Plusieurs dizaines d'artistes roumains, dont le cinéaste Cristi Puiu, se sont réunis lundi devant l'ambassade du Canada à Bucarest pour demander symboliquement «l'asile culturel» après une décision du gouvernement qui menace selon eux l'indépendance de la culture.

«Nous sommes venus ici pour demander symboliquement l'asile culturel.
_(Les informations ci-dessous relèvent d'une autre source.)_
Issue #314, opened 2022-11-15
Send messages on return


stefanceriu:
Sending messages using the hardware keyboard is currently configured on the `cmd+return` shortcut. 
We should find a way to  do that on just `return` and ideally have it insert newlines with `shift`+`return`

PR #325, opened 2022-11-18
Send messages on return

paleksandrs:
Closes #https://github.com/vector-im/element-x-ios/issues/314

- Send a message by selecting Enter key from an external keyboard
- Enter a new line by selecting Shift+Enter key combination on an external keyboard


ElementX/Sources/Screens/RoomScreen/View/MessageComposer.swift
```diff
@@ -34,7 +34,10 @@ struct MessageComposer: View {
                 MessageComposerTextField(placeholder: ElementL10n.roomMessagePlaceholder,
                                          text: $text,
                                          focused: $focused,
-                                         maxHeight: 300)
+                                         maxHeight: 300,
+                                         onEnterKeyHandler: {
```
stefanceriu, line 38: Maybe `returnKeyActionHandler` would work better here .. and in the ComposerTextField (as in `return` instead of `enter`). 
And maybe it should be optional? 🤔

stefanceriu (approved):
Looks great 👏 
Just a small comment re naming inline

ElementX/Sources/Screens/RoomScreen/View/MessageComposer.swift
paleksandrs: Initially, I was using "return" as well, but then I checked :

> As a general rule, when they differ, Return is simply the key for typing a newline character, whereas Enter enters what you've already typed without adding a new line.

I think we are tracking enter key, no? 

> And maybe it should be optional? 

It is not used anywhere else and we can always change it to optional if needed, let's keep it as not optional for now. What do you think?

stefanceriu: Alrighty, I agree with you on both then 👍

PR #326, opened 2022-11-18
Re-write MXLogger in Swift

### LINKED ISSUE #166: Convert MXLogger to Swift
MXLogger has been brought across wholesale from EI as an Objective-C class. Given that #102 is a no-go, we should re-write this class in Swift which would remove the need for the objc wrapper part of MXLog too.

pixlwave:
This PR re-writes MXLogger as a Swift file. It is best reviewed as separate commits. The first adds some extra tests on the objc implementation and the second replaces this with the Swift implementation.

This is basically a straight re-write of the objc version, the only change is that it uses URLs instead of path strings where possible.

Fixes #166.


stefanceriu (approved):
Looks great! 👏

PR #327, opened 2022-11-18
Various fixes

stefanceriu:
* Decrease timeline back pagination size from 50 to 20
* Switch the roomSummaryProvider and roomTimelineProvider to collect on the default global queue instead of background
* Force the timeline to stay at the bottom when first loading
* Reverted *reverted* commit that was handling offsets on item changes, like edits

### DIFF
--- a/ElementX/Sources/Screens/RoomScreen/View/TimelineItemList.swift
+++ b/ElementX/Sources/Screens/RoomScreen/View/TimelineItemList.swift
@@ -82,20 +82,12 @@ struct TimelineItemList: View {
                     }
                 }
             }
-            .onChange(of: pinnedItem) { item in
-                guard let item else {
-                    return
-                }
-                
-                if item.animated {
-                    withAnimation(Animation.elementDefault) {
-                        proxy.scrollTo(item.id, anchor: item.anchor)
-                    }
-                } else {
-                    proxy.scrollTo(item.id, anchor: item.anchor)
-                }
-                
-                pinnedItem = nil
+            .onChange(of: timelineItems) { _ in
+                // Run this multiple times on first appearance to fix offset issues
+                updatePinnedOffset(scrollViewProxy: proxy)
+            }
+            .onChange(of: pinnedItem) { _ in
+                updatePinnedOffset(scrollViewProxy: proxy)
             }
         }
         .scrollDismissesKeyboard(.immediately)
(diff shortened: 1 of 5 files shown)


ElementX/Sources/Screens/RoomScreen/View/TimelineItemList.swift
```diff
@@ -198,6 +180,25 @@ struct TimelineItemList: View {
...
+            return
+        }
+        
+        if item.animated {
+            withAnimation(Animation.elementDefault) {
+                proxy.scrollTo(item.id, anchor: item.anchor)
+            }
+        } else {
+            proxy.scrollTo(item.id, anchor: item.anchor)
+        }
```
pixlwave, line 194: Could this be simplified to? Genuinely don't know if it is 100% equivalent or not.
```suggestion
        withAnimation(item.animated ? .elementDefault : .noAnimation) {
            proxy.scrollTo(item.id, anchor: item.anchor)
        }
```

ElementX/Sources/Screens/RoomScreen/View/TimelineItemList.swift
```diff
@@ -114,17 +106,17 @@ struct TimelineItemList: View {
...
+                timelineItems = items
             }
             
             // Pin to the bottom if empty
             if timelineItems.isEmpty {
-                if let lastItem = context.viewState.items.last {
+                if let lastItem = items.last {
                     let pinnedItem = PinnedItem(id: lastItem.id, anchor: .bottom, animated: false)
-                    timelineItems = context.viewState.items
+                    timelineItems = items
```
pixlwave, line 119: There's a few of these, but aren't they redundant with that `defer` above?

pixlwave (approved):
LGTM 👍

ElementX/Sources/Screens/RoomScreen/View/TimelineItemList.swift
stefanceriu: Unfortunately they are not, it behaves like it's fully animated and doesn't even scroll all the way down.

ElementX/Sources/Screens/RoomScreen/View/TimelineItemList.swift
stefanceriu: Kind of, the idea was to set the `pinnedItem` only after the timelineItems have been updated. But it doesn't really matter anymore as I ended up reverting this whole commit as it causing problems, presumably because of updating the pinnedItem too many times

PR #332, opened 2022-11-22
Use a VStack on the timeline

pixlwave:
This PR switches from a `LazyVStack` to a regular `VStack` for the timeline. This fixes various issues seen with the lazy stack not being able to properly estimate its content size (more specifically that is doesn't seem to cache previous item heights as part of this estimate).

`ReversedScrollView` has been customised to be specific for the timeline and renamed accordingly.

One tradeoff of this change is that memory usage will be higher than a LazyVStack when back paginating a lot in a room. In my testing an heavy amount of back pagination (mainly text items) resulted in around 500MB of memory usage which doesn't seem unworkable, but in the future we could put a limit on the number of items shown and start removing items as you scroll back.


ElementX/Sources/Screens/RoomScreen/View/TimelineItemList.swift
```diff
@@ -23,76 +23,74 @@ struct TimelineItemList: View {
...
+                                .id(item.id)
+                        }
+                        .opacity(opacityForItem(item))
+                        .padding(settings.timelineStyle.rowInsets)
+                        .onAppear {
+                            context.send(viewAction: .itemAppeared(id: item.id))
+                        }
+                        .onDisappear {
+                            context.send(viewAction: .itemDisappeared(id: item.id))
+                        }
```
pixlwave, line 60: I'm not sure if this is definitely needed any more but have left it in for now. Can remove if you think it makes sense.

stefanceriu: Let's leave them in for now.

stefanceriu (approved):
This looks great! 🚀

PR #333, opened 2022-11-22
Timeline scrolling performance issues

### LINKED ISSUE #330: Timeline scrolling performance issues
It seems that the context menus we create for timeline items are causing the scrolling to drop in performance. It gets worse the more you back paginate.

The only reference I found to it was from a WWDC 22 digital lounge here https://blog.timing.is/wwdc-swift-slack/

```
- I'm noticing a huge hit to scrolling performance when I add a contextMenu to cells in my lazyvstack. When I profiled the app, it showed that buttons in the contextMenu was what was taking so long to render. Does a context menu have to render on creation of a view? Is there any way to create a lazy context menu?
- We believe that this issue was fixed in a recent software update. If you are still seeing this, could you please file a feedback?
```

paleksandrs:
closes #330 

The issue was due to the repeated loading of avatars and usernames for list items. Updating list items with the loaded avatar or username, triggered body of `TimelineItemList` to get re-evaluated and that caused all of the list items to be recreated, causing a performance hit. 

There are other things that could potentially be improved. For example, when a user tries to download more items, all items in the view model are recreated, causing again all of the list items to be recreated. Maybe it could be possible just to update state objects by adding new items only.

### DIFF
--- a/ElementX/Sources/Services/Timeline/RoomTimelineController.swift
+++ b/ElementX/Sources/Services/Timeline/RoomTimelineController.swift
@@ -378,7 +378,7 @@ class RoomTimelineController: RoomTimelineControllerProtocol {
     }
     
     private func loadUserAvatarForTimelineItem(_ timelineItem: EventBasedTimelineItemProtocol) async {
-        if timelineItem.shouldShowSenderDetails == false {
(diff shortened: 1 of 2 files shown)


stefanceriu (approved):
Looking good! 🚀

C'est une action pour protester contre la décision du gouvernement de modifier le statut de l'Institut culturel roumain (ICR) et le sens même de sa mission», a déclaré à l'AFP Katia Pascariu, actrice de 28 ans.

Les artistes ont affirmé avoir choisi le Canada comme symbole d'un pays «accueillant et où l'indépendance de la culture est respectée».

Le gouvernement de centre-gauche du Premier ministre Victor Ponta a suscité une levée de boucliers dans la communauté artistique après avoir décidé par le biais d'une ordonnance d'urgence de faire passer l'ICR, principal promoteur de la culture roumaine à l'étranger, sous la tutelle du Sénat.

Cette décision devrait entraîner un remplacement de l'équipe de direction.

«Tout cela se passe d'une manière crasse, par une ordonnance d'urgence, sans aucun débat, aucune consultation avec les artistes», a regretté la chorégraphe Vava Stefanescu.

Plusieurs centaines de personnes se sont rassemblées dans la soirée devant l'ICR, au centre de Bucarest, pour demander au gouvernement de revenir sur sa décision.

Portant des noeuds papillons, clin-d'oeil à celui qu'arbore souvent le président de l'ICR, l'essayiste Horia Patapievici, nombre de manifestants ont dénoncé une «ingérence brutale dans l'action d'une institution qui fonctionne bien».

Le nouveau gouvernement, arrivé au pouvoir le mois dernier à la suite d'une motion de censure, «disait que la Roumanie est confrontée à des urgences liées à la crise économique, or il semble maintenant que la seule urgence était de politiser, et peut-être de démembrer, l'ICR», a déclaré à l'AFP l'écrivain et directeur de la grande maison d'édition roumaine Humanitas, Gabriel Liiceanu.

«Je suis ici pour défendre un principe, il faut éviter toute immixtion politique dans l'activité d'une institution culturelle», a souligné un autre manifestant, Doru Cristescu, 59 ans.

Des centaines d'artistes de renom et des ONG de défense de l'État de droit ont dénoncé depuis plusieurs jours la décision du gouvernement concernant cet Institut, équivalent du British Council ou de l'Institut Goethe.

Le cinéaste Cristian Mungiu, plusieurs fois primé à Cannes, a qualifié la décision de «purge».

«L'Institut est une des rares institutions qui fonctionne extraordinairement bien en Roumanie, il n'y a pas de raison de changer les choses», a estimé le cinéaste Cristi Puiu, prix Un certain regard à Cannes qui a souligné à plusieurs reprises la contribution de l'ICR au succès du cinéma roumain à l'étranger.